Categories overlap (aren't mutually exclusive).
- Ex: Ethnic group of person whose parents are of two different ethnic groups on the list.
- Fixes: "Choose the one response closest to your opinion"; or interviewer codes which response was given first.
- Or not: "Hispanics may be of either race" in census tables, and modification for 2000 census took ethnicity even farther from mutually exclusive categories.
Categories aren't exhaustive.
- Ex: Protestant/Catholic/Jewish doesn't provide categories for people with other religions or no religion.
- Fixes: "None of the above", "n.e.c.", "Other"; or limit the scope, e.g., "Among members of Judeo-Christian religious groups..."
Or both.

1. Nominal Scale

Categories are both mutually exclusive and exhaustive.

Empirical operation: determination of equality.
Invariance: any permutation (one-to-one transformation).
Invariant statistics: number of cases, mode.

2. Ordinal Scale

Meaningful order along a single dimension.
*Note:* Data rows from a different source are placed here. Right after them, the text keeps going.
PR #5758, opened 2023-07-26
feat: increase limit to 100 on /owners/common-collections/v1

tv3636:


nofir (approved):
did you test the impact of the query with 100 limit?

tv3636:
> did you test the impact of the query with 100 limit?

yeah there's virtually no impact. however I think the request here may have been to increase the limit on # of owner addresses rather than results, waiting to hear back to confirm

PR #5779, opened 2023-07-27
feat: add contract kind and update metadata naming to match API

tv3636:


packages/indexer/src/jobs/websocket-events/collection-websocket-events-trigger-job.ts
```diff
@@ -103,6 +105,32 @@ export class CollectionWebsocketEventsTriggerQueueJob extends AbstractRabbitMqJo
     const { data } = payload;
 
     try {
+      let contractKind = await redis.get(`collection-contract-kind:${data.after.contract}`);
```
nofir, line 108: can just be "contract-kind:${data.after.contract}", just if we ever use it for tokens

packages/indexer/src/jobs/websocket-events/collection-websocket-events-trigger-job.ts
```diff
@@ -149,12 +177,18 @@ export class CollectionWebsocketEventsTriggerQueueJob extends AbstractRabbitMqJo
           slug: r.slug,
           name: r.name,
           metadata: {
-            ...metadata,
-            imageUrl: Assets.getLocalAssetsLink(metadata?.imageUrl),
+            image: Assets.getLocalAssetsLink(metadata?.imageUrl),
```
nofir, line 180: seem in the api we return the openseaVerificationStatus on the root level and not on metadata. maybe do the same and dont add all the fields from the metadata

nofir (changes requested):

packages/indexer/src/jobs/websocket-events/collection-websocket-events-trigger-job.ts
tv3636: on the API we return them all at the root level, but if we do that here then we can't include metadata in `changed` right?

nofir: not sure i understand. 
also, imageUrl was already there, you cant change it to image, it might break for some users.

nofir (approved):

PR #6532, opened 2023-10-04
feat: support token name search by id

tv3636:


packages/indexer/src/api/endpoints/tokens/get-tokens/v6.ts
```diff
@@ -784,8 +784,13 @@ export const getTokensV6Options: RouteOptions = {
       }
 
       if (query.tokenName) {
+        if (!isNaN(query.tokenName)) {
```
nofir, line 787: not sure this was the intention. basically if in the db the token name is missing , search the token id , with whatever was passed from the client. see bored ape for example (no token name)

nofir (changes requested):

packages/indexer/src/api/endpoints/tokens/get-tokens/v6.ts
tv3636: so we'd have 2 queries then? i think it makes sense to do it at once since it's pretty common for token names to have the tokenId and the response will be faster

nofir: but the tokenName being passed from the client is not going to be null. today if you pass "1" when you search for bored apes, you would not get results, right? (because the name in the db is null)

wouldn't you be able to do:
```conditions.push(`COALESCE (t.name,t.token_id) ILIKE $/tokenName/`);```

maybe im missing something

nofir (changes requested):

packages/indexer/src/api/endpoints/tokens/get-tokens/v6.ts
tv3636: `!isNaN(query.tokenName)` evaluates to true if the string is a valid number (and we already checked above for `query.tokenName` not being null, so in cases where the search string is a number, we would also check the tokenId for matches

nofir: if you're going with this approach of checking both, i would change the token id compare to equal. i dont think we want to do a LIKE , you dont want to get 111 token if someone is looking for 1

nofir (changes requested):

nofir (approved):

PR #6545, opened 2023-10-05
feat: fix 429 metadata

d3or:


packages/indexer/src/metadata/providers/simplehash-metadata-provider.ts
```diff
@@ -90,6 +78,24 @@ export class SimplehashMetadataProvider extends AbstractBaseMetadataProvider {
     throw new Error("Method not implemented.");
   }
 
+  handleError(error: any) {
+    if (error.response?.status === 429 || error.response?.status === 503) {
```
nofir, line 82: he 503 is only relevant for opensea

nofir (approved):
looks good, left one comment but no a real issue

PR #6626, opened 2023-10-16
feat: mintdotfun

lljxx1:


georgeroman:
A few comments:
- I assume the mint interface is different from `mintdotfun` we already handle, so let's rename it to `createfun`
- let's resolve the conflicts, you're probably branching out of an old `main` version

PR #6644, opened 2023-10-16
Add val-erc-20

Nike682631:


packages/indexer/src/config/network.ts
```diff
@@ -439,6 +439,19 @@ export const getNetworkSettings = (): NetworkSettings => {
               },
             },
           ],
+          [
+            "0x011e128ec62840186f4a07e85e3ace28858c5606",
+            {
+              contract: "0x011e128ec62840186f4a07e85e3ace28858c5606",
+              name: "Val",
+              symbol: "$VAL",
+              decimals: 2,
```
nofir, line 448: Is there a reason this is 2 and not 18?

nofir (approved):

PR #6663, opened 2023-10-17
feat: extend kanpai pandas metadata

jasonyjong:


packages/indexer/src/metadata/extend/kanpai-pandas/index.ts
```diff
@@ -0,0 +1,29 @@
+import axios from "axios";
+import { TokenMetadata } from "@/metadata/types";
+
+const metadataBaseURI = "https://metadata-api-snag-solutions-ad3b2d55c570.herokuapp.com/api/token";
```
nofir, line 4: @jasonyjong The url does not seem to work from my tests. (times out)

jasonyjong: Hmm works for me now -- I wonder if it's cause heroku spins down their instance. Will message them Kanpai team.

nofir (approved):

packages/indexer/src/metadata/extend/kanpai-pandas/index.ts
nofir: let me know if I should wait with merging it incase you need to make a change.

jasonyjong: We should be good to merge -- will just have their team look into it. It should be up for at least 24 hours, but that's only if 0 requests are sent in that time period

PR #6668, opened 2023-10-17
feat: seaport private listing

lljxx1:


georgeroman:
@lljxx1 We should also support X2Y2

PR #6683, opened 2023-10-17
fix: emit less logs for updating collections

lunarmayor:
maybe should just remove these in general now


lunarmayor:
just emitting too many logs so changed it to only log when a collection actually needs to be updated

Empirical operation: determination of greater or less.
Invariance: any order-preserving transformation.
Invariant statistics: median, percentiles.
Ex: Many attitude items, such as XMARSEX: always, almost always, only sometimes, not at all.

3. Interval Scale

Meaningful unit of measurement.

Empirical operation: determination of equality of intervals or differences.
Invariance: any linear transformation, replacing x with y=a+bx.
Invariant statistics: mean, standard deviation.
Ex: Time, with different calendars using vastly different zeros, but more-or-less agreeing on length of a year.

4. Ratio Scale

Meaningful zero point.

Empirical operation: Determination of equality of ratios.
Invariance: proportional change of scale, y = bx.
Invariant statistics: geometric mean, coefficient of variation.

Ex: Years of schooling, EDUC
Ex: Dollar amount of money (but not unequally wide categories as in RINCOM91)
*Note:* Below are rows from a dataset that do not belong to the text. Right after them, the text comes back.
PR #6684, opened 2023-10-17
Val-polygon

Nike682631:
Add val token to polygon


packages/indexer/src/config/network.ts
```diff
@@ -701,6 +701,19 @@ export const getNetworkSettings = (): NetworkSettings => {
...
+          [
+            "0x011e128ec62840186f4a07e85e3ace28858c5606",
+            {
+              contract: "0x011e128ec62840186f4a07e85e3ace28858c5606",
+              name: "WVAL",
+              symbol: "$VAL",
+              decimals: 18,
+              metadata: {
+                image:
+                  "https:/ /i.ibb.co/s1k4Qvz/valeria-logo.png",
```
jasonyjong, line 713: @Nike682631 there's an extra space in there

tv3636 (approved):

PR #6685, opened 2023-10-17
feat: remove logs

d3or:


lunarmayor (approved):
thanks! meant to remove these logs after i verified it was working but seems to be putting out a lot 😅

Other considerations beyond Stevens

Distinction between how variable is conceptualized and how it is measured and recorded.
Ex: RINCOM91 vs Income expressed to nearest thousand dollars
Is it fundamentally not a single dimension?
Ex: Season-related variables Ex: MARITAL? Ex: FEMARRY? This has 4 responses that combine aspects of {early, later} x {alone, live-in, spouse}
Is it mostly on a single dimension, the exceptions being such as "Not Applicable" or "Other" or "More than one of the above"?
Ex: NEARGOD for believer in omnipresent deity, or atheist
In an ordinal or nominal scale, how firm or arbitrary are the number of categories and their boundaries?
Ex: CLASS vs CLASSY
In an interval scale, are intervals "subjectively" equal, or in some sense "objectively" equal?
Ex: Partners vs. Myfaith
Is there a meaningful upper anchor point for the scale?
Ex: 1.0 ? 100% ? 212 degrees F ? Ex: Total RDA (recommended daily allowance) for nutrients ?
Is the upper anchor point a maximum, or can it be exceeded?
Are negative values meaningful?
Ex: Loss = -(Profit) Ex: Decline = -(Increase) Ex: Attitude scales symmetric around a zero-like value: strongly agree, agree, undecided, disagree, strongly disagree.
Can the value of the variable change over time?
Ex: FAEDUC compared to EDUC
In an ordinal scale, can, or must, an individual case move through the categories in order?
Ex: Age vs. Childs vs. Polviews
If a variable can change, can it go either direction?
Ex: AGE vs POLVIEWS
Who or what is hypothesized as being able to change the value of the variable?

References:

Stevens, Stanley Smith 1951. "Mathematics, Measurement and Psychophysics." Ch. 1, pp. 1-49, in: S. S. Stevens, ed. 1951. Handbook of Experimental Psychology. New York: Wiley.

Luce, R. Duncan, and Carol L. Krumhansl 1988. "Measurement, Scaling, and Psychophysics." Ch. 1, pp. 3-74, in: Richard C. Atkinson, Richard J. Herrnstein, Gardner Lindzey, and R. Duncan Luce, eds. 1988. Stevens' Handbook of Experimental Psychology. 2nd edn. New York: Wiley.